What you have to do — Look through the data and write out every line with the word "that" in it.

[Stored items]
PR #92, opened 2026-04-08
Re-request review after addressing review comments (closes #27)

### LINKED ISSUE #27: Re-request review after addressing review comments
Blocked by #24

After fido addresses review comments (commits + pushes fixes), it should re-request review from the owner. Currently fido just pushes and moves on — the owner has no notification that the feedback was addressed.

## Expected flow
1. Owner leaves review comments
2. Fido addresses each comment (commits, pushes, replies)
3. Fido re-requests review: \`gh pr edit --add-reviewer <owner>\`
4. Owner gets a GitHub notification

## When to re-request
- After completing all pending review comment tasks in a single loop
- NOT after every individual comment — batch them
- Only if fido actually pushed commits since the last review

## Constraints
- Don't re-request if there are still pending comment tasks
- Don't re-request on CHANGES_REQUESTED (that flow already handles it)
- Simple \`gh pr edit --add-reviewer\` call, no LLM needed

## Milestone
v1

FidoCanCode:
Teach fido to re-request review after addressing review comments, so the owner actually gets a notification that feedback was handled. After all pending comment tasks are resolved and commits are pushed, fido calls `gh pr edit --add-reviewer` to nudge the reviewer back — no more changes silently pushed without a ping.

Fixes #27.

---

## Work queue

- [x] Add should_rerequest_review helper and wire into handle_promote_merge
- [x] replace gh CLI usage with Python GitHub REST API class
</details>

### DIFF
--- a/kennel/worker.py
+++ b/kennel/worker.py
@@ -424,6 +424,28 @@ def _pick_next_task(task_list: list[dict[str, Any]]) -> dict[str, Any] | None:
     return pending[0]
 
 
+def should_rerequest_review(
+    owner_reviews: list[dict[str, Any]],
+    commits: list[dict[str, Any]],
+) -> bool:
+    """Return True if fido should re-request review from the owner.
+
+    True when the latest owner review is CHANGES_REQUESTED and either no
+    timestamps are available or the review pre-dates the latest commit
+    (meaning new work has been pushed that addresses the feedback).
+    """
+    if not owner_reviews:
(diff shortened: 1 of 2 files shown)


FidoCanCode:
Got it! You're right — I should be using our own GitHub class instead of shelling out to `gh`. I'll rework this to use the Python REST API class for re-requesting reviews. 🐕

The answer —
After fido addresses review comments (commits + pushes fixes), it should re-request review from the owner. Currently fido just pushes and moves on — the owner has no notification that the feedback was addressed.
- Don't re-request on CHANGES_REQUESTED (that flow already handles it)
Teach fido to re-request review after addressing review comments, so the owner actually gets a notification that feedback was handled. After all pending comment tasks are resolved and commits are pushed, fido calls `gh pr edit --add-reviewer` to nudge the reviewer back — no more changes silently pushed without a ping.
+    (meaning new work has been pushed that addresses the feedback).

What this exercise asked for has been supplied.